Among mood stabilizers, lamotrigine may be the most promising for treatment-resistant schizophrenia. In a meta-analysis of clinical trials examining schizophrenia patients receiving clozapine (N=161) who were randomized to receive adjunctive lamotrigine or adjunctive placebo, lamotrigine was superior to placebo in total score for psychosis symptoms and scores for positive and negative symptoms.²⁷

More than 125 published RCTs have studied a wide variety of adjunctive agents other than lithium or anticonvulsants for treating persistent schizophrenia symptoms (Table 2).

Only some of the approximately 40 RCTs regarding adjunctive antidepressants in patients with chronic schizophrenia focused on patients with ongoing depressive symptoms. For a bibliography of these studies, click here. In a meta-analysis measuring improvement of negative symptoms from 23 trials (N=819),²⁸ the effect size was moderate in favor of antidepressants. Subgroup analysis revealed significant responses for fluoxetine, trazodone, and ritanserin.

More than 50 RCTs have focused on augmenting medications for cognitive dysfunction in chronic schizophrenia. Unfortunately, agents used to treat Alzheimer’s disease have shown disappointing results when tested in patients with schizophrenia, as have agents prescribed for attention-deficit/hyperactivity disorder (methylphenidate, guanfacine, atomoxetine) or agents used to promote alertness (modafinil and armodafinil).

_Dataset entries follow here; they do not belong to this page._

PR #1934, opened 2025-06-01
Fix RTL Layout Issues for Right-to-Left Languages

Goudarz:
This PR resolves multiple right-to-left (RTL) layout issues in the project, ensuring proper text alignment and directional attributes for languages like Persian, Arabic, and etc. The changes include:

- Implementing automatic `dir="rtl"` attributes where necessary.
- Adjusting bidirectional text formatting for compatibility.
- Fixing CSS-related RTL inconsistencies for a seamless user experience.

### DIFF
--- a/customize.dist/messages.js
+++ b/customize.dist/messages.js
@@ -13,6 +13,7 @@ var map = {
     'es': 'Español',
     'es_CU': 'Español cubano',
     'eu': 'Euskara',
+    'fa': 'فارسی',
     'fi': 'Suomi',
     'fr': 'Français',
     //'hi': 'हिन्दी',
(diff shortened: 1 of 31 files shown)


dariiing (changes requested):
Hello! Thanks for taking the time to fix this.
While looking over this PR,  I noticed a few UI inconsistencies, particularly with the border radius of buttons. Please make sure the border radius is applied consistently across the interface.  I’ve attached screenshots for reference showing where I spotted some issues:
image
image
image

zuzanna-maria:
Hello @Goudarz,

First of all, thank you so much for this PR and for the improvements implemented since the last review! We really appreciate all the work you've done to make CryptPad compatible with RTL languages.

However, while testing the code, I have noticed several further UI issues in various places which are introduced by changing the direction of the text. These include elements overlapping, being cut off or misaligned, missing padding, as well as some leftover button radius issues. Unfortunately, we don't currently have the capacity to fix these ourselves or to provide a thorough, point-by-point review of all the stylistic improvements this PR requires. 

We would recommend that, in order to address these issues, you compare the UI in this PR side-by-side with what the CryptPad UI looks like in production, making sure to systematically check all of CryptPad's functionality (all apps, drive, teams, user settings, calendar, modals, etc.). This will help you to identify and fix any discrepancies in the positioning and layout of elements like buttons, banners, dropdowns etc. 

Thank you again for your time!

Medications that act on glutamate receptors may offer another potential solution, although not in combination with clozapine.²⁹

Other agents that require further study where ≥2 positive studies have been reported (with ≤2 negative studies) include celecoxib, neurosteroids and hormones, purinergic agents, serotonin 5-HT1A receptor agonists, and serotonin 5-HT3 receptor antagonists.

Table 2

Agents studied as adjuncts to antipsychotics

Therapeutic neuromodulation

More than 10 RCTs of repetitive transcranial magnetic stimulation (rTMS) in patients with refractory symptoms of schizophrenia have been published; the results were mixed. For a bibliography of these studies, click here. In a meta-analysis of 9 trials (n=213),³⁰ prefrontal rTMS for treating negative symptoms demonstrated a small-to-medium effect size. In another meta-analysis³¹ of all prospective studies of rTMS for negative symptoms and for auditory hallucinations and overall positive symptoms in refractory schizophrenia, the effect sizes showed moderate effects.

Fewer controlled trials are available for electroconvulsive therapy,^32,33 but its use with clozapine appears encouraging.³⁴

Psychological and behavioral intervention. Cognitive-behavioral therapy, although labor-intensive, can be helpful even in patients considered treatment-resistant (Table 3). These interventions generally are provided together with pharmacotherapy.